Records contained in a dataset
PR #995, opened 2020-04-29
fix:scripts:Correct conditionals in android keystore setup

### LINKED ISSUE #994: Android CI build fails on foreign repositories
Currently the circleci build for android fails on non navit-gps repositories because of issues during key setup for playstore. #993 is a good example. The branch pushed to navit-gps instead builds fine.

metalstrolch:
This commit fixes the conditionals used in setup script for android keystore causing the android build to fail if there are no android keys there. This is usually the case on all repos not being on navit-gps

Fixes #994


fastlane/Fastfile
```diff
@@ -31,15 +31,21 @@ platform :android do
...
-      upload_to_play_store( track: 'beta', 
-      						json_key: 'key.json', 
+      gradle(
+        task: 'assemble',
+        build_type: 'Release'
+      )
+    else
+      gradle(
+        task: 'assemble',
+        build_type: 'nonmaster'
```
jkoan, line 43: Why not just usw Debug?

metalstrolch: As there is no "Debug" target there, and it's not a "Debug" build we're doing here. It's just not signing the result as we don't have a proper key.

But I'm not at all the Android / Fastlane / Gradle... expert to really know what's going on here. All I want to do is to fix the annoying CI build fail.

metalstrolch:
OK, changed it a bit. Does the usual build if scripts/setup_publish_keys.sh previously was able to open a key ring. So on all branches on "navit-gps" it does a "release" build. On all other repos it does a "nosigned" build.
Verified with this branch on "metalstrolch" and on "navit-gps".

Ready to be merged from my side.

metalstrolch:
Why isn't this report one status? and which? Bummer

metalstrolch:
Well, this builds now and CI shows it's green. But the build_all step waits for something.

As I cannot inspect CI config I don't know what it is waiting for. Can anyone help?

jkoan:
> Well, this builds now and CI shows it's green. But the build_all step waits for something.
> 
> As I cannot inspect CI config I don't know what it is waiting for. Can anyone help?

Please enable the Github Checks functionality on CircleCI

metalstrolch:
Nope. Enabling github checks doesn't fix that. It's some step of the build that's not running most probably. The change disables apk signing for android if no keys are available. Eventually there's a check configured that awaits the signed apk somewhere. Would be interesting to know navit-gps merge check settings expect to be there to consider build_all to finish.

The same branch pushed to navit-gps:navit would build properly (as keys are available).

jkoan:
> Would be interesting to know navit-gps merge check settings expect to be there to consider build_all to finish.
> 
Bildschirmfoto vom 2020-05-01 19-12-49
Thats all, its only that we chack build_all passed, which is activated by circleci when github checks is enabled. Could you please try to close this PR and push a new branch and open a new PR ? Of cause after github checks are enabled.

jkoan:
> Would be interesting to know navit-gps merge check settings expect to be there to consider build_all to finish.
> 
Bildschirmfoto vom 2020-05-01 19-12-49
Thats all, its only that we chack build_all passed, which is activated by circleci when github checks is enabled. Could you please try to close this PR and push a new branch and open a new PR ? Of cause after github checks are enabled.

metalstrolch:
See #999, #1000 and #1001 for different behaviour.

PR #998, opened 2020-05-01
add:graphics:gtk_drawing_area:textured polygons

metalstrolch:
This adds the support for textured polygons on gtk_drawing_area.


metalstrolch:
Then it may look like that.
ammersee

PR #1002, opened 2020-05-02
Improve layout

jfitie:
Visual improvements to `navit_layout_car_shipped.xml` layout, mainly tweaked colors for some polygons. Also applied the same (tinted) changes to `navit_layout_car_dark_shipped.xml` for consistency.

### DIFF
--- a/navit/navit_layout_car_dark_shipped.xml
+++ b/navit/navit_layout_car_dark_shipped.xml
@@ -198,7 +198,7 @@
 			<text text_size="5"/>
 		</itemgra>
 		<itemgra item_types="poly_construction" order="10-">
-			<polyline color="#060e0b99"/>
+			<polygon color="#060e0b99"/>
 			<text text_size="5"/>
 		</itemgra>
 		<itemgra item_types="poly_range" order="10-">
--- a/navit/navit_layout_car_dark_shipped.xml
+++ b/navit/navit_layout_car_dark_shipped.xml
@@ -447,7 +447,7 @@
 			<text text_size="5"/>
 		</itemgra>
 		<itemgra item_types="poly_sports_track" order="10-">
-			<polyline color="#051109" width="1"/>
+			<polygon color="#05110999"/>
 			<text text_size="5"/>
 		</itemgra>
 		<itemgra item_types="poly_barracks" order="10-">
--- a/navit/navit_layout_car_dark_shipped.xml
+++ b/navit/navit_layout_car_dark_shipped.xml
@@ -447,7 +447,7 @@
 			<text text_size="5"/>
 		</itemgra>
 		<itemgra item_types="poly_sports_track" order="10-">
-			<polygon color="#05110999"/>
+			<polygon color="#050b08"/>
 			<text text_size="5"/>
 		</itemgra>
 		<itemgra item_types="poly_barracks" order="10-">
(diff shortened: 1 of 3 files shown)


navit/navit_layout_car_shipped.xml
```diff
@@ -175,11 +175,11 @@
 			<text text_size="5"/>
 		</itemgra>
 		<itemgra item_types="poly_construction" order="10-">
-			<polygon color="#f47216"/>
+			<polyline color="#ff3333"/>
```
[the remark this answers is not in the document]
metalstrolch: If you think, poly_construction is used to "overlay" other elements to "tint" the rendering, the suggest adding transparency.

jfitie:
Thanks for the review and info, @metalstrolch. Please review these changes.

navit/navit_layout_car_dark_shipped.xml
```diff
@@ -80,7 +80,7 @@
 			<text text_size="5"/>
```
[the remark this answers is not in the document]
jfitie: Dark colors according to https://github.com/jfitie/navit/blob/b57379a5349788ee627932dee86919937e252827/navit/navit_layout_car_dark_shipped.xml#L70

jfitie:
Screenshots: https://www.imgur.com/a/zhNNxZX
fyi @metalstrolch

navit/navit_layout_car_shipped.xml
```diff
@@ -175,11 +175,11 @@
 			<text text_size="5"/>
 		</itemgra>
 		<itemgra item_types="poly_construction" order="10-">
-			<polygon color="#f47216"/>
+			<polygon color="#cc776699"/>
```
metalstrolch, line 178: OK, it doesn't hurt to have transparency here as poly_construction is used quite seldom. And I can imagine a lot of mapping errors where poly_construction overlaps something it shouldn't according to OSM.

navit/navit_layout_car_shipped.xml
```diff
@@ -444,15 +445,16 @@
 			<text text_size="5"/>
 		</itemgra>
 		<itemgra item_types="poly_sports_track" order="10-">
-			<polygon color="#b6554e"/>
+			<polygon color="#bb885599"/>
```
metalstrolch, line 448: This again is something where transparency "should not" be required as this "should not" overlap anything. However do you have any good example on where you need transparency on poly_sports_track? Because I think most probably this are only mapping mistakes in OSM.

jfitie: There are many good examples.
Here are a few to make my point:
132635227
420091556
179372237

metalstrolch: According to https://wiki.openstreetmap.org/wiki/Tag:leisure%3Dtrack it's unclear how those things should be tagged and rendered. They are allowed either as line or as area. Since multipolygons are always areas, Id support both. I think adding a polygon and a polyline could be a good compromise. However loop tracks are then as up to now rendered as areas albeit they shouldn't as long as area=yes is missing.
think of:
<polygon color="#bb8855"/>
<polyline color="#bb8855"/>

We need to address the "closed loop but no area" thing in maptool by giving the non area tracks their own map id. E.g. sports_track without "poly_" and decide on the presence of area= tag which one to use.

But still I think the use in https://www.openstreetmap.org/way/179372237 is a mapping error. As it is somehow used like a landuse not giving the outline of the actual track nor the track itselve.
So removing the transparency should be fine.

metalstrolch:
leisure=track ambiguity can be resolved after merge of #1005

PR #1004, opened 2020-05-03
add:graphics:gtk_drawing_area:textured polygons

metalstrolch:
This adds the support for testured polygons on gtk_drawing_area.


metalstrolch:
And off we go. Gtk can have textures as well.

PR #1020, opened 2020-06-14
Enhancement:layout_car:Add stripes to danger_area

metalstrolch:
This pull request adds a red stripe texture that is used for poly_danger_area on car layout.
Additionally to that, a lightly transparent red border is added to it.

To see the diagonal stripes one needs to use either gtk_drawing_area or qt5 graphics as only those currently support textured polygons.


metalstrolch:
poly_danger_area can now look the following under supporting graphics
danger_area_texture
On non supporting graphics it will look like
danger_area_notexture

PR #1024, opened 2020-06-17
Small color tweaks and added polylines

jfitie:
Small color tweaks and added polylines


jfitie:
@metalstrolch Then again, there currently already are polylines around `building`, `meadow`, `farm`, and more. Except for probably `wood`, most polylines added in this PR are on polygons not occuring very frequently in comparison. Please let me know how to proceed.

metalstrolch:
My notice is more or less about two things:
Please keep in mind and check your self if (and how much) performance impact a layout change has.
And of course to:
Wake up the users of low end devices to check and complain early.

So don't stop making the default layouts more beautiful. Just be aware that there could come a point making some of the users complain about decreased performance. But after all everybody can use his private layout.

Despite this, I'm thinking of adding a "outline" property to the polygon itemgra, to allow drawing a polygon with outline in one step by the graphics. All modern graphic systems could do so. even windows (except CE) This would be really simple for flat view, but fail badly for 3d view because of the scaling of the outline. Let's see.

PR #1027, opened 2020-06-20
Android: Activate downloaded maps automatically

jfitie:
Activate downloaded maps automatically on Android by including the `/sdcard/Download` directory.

> **Exercise goal**
Each line from the one that contains "Android: Activate downloaded" through the end of the records must be repeated exactly. No other line belongs in the answer.

> **Written answer**
Android: Activate downloaded maps automatically

jfitie:
Activate downloaded maps automatically on Android by including the `/sdcard/Download` directory.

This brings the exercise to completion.